(SOURCE MATERIAL Opens)

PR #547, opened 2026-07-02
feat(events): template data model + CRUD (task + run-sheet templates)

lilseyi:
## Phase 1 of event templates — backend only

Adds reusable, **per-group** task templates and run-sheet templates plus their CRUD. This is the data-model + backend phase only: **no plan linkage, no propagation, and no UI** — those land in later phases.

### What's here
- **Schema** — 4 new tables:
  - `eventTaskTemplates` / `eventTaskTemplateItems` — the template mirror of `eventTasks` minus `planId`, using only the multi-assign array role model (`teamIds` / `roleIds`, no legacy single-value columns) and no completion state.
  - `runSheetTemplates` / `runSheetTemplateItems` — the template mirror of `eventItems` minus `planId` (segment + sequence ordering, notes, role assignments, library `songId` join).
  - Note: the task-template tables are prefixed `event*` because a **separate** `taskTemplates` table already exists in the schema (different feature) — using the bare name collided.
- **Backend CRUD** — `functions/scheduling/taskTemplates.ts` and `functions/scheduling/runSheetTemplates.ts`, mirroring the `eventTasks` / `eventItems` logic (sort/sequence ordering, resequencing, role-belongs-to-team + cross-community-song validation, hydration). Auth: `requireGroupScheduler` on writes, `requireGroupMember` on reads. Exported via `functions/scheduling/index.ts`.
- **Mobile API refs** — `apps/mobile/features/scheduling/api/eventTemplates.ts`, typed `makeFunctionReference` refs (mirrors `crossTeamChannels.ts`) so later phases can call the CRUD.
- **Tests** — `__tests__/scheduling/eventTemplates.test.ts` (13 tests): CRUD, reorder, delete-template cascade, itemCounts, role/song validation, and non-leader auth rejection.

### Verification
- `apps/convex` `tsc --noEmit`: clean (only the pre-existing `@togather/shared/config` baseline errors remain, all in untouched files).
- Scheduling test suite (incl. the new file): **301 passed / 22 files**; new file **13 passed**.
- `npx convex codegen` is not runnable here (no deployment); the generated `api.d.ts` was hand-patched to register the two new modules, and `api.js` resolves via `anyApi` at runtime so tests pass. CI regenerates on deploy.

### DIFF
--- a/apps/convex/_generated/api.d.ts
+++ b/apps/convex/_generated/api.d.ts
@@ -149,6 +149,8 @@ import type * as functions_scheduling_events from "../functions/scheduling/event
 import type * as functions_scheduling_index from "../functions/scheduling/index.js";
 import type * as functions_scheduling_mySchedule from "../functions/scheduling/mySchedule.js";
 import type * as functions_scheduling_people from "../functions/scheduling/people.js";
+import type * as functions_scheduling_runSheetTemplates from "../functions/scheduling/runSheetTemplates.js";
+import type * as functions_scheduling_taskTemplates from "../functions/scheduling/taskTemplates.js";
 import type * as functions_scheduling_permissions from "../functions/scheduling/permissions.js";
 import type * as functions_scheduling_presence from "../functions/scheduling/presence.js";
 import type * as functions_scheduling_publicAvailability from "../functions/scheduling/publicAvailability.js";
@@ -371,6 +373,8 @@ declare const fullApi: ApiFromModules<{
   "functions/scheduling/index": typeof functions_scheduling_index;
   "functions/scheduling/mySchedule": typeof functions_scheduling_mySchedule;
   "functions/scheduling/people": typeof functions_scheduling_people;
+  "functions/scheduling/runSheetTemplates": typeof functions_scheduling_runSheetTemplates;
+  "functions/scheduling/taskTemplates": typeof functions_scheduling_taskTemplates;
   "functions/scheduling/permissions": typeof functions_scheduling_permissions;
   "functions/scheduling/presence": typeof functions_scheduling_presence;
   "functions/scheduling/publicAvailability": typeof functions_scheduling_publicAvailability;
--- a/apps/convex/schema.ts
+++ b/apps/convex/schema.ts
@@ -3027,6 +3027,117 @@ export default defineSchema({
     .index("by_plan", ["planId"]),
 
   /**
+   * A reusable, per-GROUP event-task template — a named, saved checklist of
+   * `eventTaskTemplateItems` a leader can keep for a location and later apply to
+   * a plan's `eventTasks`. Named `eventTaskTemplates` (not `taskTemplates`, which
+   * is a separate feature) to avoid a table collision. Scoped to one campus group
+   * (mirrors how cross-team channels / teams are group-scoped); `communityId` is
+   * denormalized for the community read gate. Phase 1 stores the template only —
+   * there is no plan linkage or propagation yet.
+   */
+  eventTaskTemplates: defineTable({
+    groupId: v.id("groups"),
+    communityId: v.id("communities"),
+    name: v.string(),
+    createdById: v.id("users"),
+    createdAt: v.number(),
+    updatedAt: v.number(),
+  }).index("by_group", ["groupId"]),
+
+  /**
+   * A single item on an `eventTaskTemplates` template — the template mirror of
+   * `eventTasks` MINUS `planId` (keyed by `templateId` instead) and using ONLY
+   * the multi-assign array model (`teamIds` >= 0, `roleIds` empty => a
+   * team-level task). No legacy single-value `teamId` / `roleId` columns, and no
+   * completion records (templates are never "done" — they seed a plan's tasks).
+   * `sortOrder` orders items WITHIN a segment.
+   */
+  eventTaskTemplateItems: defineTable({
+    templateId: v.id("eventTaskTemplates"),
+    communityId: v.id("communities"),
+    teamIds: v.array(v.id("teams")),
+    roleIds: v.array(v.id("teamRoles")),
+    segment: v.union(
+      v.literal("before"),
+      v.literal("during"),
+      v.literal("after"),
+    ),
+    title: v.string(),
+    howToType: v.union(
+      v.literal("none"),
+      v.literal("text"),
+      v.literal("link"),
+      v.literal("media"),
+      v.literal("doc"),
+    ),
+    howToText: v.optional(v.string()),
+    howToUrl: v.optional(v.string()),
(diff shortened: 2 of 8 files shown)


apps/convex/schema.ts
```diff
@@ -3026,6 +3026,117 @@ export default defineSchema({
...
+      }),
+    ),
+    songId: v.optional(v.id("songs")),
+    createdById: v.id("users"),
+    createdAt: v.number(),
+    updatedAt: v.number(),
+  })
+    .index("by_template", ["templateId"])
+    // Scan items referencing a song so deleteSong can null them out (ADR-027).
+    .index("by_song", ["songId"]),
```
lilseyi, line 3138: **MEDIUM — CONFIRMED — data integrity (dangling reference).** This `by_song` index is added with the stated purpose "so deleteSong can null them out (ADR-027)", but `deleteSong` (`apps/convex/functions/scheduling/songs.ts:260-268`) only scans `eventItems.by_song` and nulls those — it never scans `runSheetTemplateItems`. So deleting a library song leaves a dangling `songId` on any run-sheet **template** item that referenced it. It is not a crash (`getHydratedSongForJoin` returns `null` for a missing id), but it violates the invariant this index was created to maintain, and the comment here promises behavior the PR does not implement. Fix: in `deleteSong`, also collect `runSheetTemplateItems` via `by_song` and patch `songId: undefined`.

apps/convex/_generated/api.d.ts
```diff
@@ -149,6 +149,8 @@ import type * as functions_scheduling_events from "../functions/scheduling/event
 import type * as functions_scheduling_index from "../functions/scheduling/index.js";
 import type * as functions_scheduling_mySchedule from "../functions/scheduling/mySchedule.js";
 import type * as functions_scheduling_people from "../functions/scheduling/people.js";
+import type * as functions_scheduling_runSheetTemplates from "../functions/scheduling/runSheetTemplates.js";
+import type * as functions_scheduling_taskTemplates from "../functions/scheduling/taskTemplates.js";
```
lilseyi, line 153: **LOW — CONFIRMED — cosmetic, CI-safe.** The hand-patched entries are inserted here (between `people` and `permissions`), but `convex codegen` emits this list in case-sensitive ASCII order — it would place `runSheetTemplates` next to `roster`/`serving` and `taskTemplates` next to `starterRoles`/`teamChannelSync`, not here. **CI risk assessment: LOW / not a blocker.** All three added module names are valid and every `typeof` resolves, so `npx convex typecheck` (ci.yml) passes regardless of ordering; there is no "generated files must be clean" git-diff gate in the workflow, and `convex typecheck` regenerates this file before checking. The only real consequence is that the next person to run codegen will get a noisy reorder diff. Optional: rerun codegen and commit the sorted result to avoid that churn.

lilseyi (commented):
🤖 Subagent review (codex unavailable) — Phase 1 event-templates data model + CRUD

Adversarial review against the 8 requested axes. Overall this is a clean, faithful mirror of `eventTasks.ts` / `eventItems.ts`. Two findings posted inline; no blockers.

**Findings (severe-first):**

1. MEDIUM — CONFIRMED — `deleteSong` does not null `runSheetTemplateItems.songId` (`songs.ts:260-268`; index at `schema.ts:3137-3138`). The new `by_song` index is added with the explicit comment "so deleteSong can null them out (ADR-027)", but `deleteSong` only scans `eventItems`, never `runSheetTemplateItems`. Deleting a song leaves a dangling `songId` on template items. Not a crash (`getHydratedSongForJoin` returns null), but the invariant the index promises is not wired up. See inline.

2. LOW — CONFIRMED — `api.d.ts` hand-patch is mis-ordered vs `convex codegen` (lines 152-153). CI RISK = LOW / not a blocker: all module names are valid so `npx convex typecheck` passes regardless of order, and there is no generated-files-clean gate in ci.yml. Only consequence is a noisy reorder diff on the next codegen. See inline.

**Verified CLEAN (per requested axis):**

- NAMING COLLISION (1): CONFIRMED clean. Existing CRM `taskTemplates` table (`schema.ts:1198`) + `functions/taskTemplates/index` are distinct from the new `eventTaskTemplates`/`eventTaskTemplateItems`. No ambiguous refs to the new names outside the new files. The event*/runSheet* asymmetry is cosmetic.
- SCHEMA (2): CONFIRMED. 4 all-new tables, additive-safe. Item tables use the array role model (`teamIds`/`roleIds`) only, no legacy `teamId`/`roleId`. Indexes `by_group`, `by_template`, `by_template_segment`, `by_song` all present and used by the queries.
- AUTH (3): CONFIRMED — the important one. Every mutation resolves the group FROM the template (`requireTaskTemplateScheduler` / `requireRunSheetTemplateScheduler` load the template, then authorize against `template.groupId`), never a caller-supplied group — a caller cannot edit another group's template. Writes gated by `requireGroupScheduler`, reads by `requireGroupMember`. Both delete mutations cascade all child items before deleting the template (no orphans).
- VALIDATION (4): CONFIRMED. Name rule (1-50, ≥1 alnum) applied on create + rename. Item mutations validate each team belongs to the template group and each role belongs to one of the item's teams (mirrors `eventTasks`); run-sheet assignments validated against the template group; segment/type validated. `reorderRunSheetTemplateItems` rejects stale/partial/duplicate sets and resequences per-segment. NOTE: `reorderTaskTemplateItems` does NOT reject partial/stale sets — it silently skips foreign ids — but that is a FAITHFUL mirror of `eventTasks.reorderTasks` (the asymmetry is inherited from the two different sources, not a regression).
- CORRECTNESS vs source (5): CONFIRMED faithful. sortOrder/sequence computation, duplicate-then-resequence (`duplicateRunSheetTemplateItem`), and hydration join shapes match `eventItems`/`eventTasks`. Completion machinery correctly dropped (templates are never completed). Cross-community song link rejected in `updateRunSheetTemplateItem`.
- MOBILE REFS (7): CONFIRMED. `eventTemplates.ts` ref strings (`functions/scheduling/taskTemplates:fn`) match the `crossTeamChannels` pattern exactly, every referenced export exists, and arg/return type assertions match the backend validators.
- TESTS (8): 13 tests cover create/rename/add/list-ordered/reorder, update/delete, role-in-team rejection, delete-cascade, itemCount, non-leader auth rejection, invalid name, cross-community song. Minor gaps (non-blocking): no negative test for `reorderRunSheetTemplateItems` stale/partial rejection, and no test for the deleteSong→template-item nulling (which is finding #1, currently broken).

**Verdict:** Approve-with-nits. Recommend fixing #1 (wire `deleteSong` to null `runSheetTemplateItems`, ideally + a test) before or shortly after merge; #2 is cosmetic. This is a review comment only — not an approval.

(SOURCE MATERIAL Closes)

What do the lines above say from the one containing "2. LOW — CONFIRMED" down to the one containing "- NAMING COLLISION"? Return them exactly, both end lines included, and only them.

2. LOW — CONFIRMED — `api.d.ts` hand-patch is mis-ordered vs `convex codegen` (lines 152-153). CI RISK = LOW / not a blocker: all module names are valid so `npx convex typecheck` passes regardless of order, and there is no generated-files-clean gate in ci.yml. Only consequence is a noisy reorder diff on the next codegen. See inline.

**Verified CLEAN (per requested axis):**

- NAMING COLLISION (1): CONFIRMED clean. Existing CRM `taskTemplates` table (`schema.ts:1198`) + `functions/taskTemplates/index` are distinct from the new `eventTaskTemplates`/`eventTaskTemplateItems`. No ambiguous refs to the new names outside the new files. The event*/runSheet* asymmetry is cosmetic.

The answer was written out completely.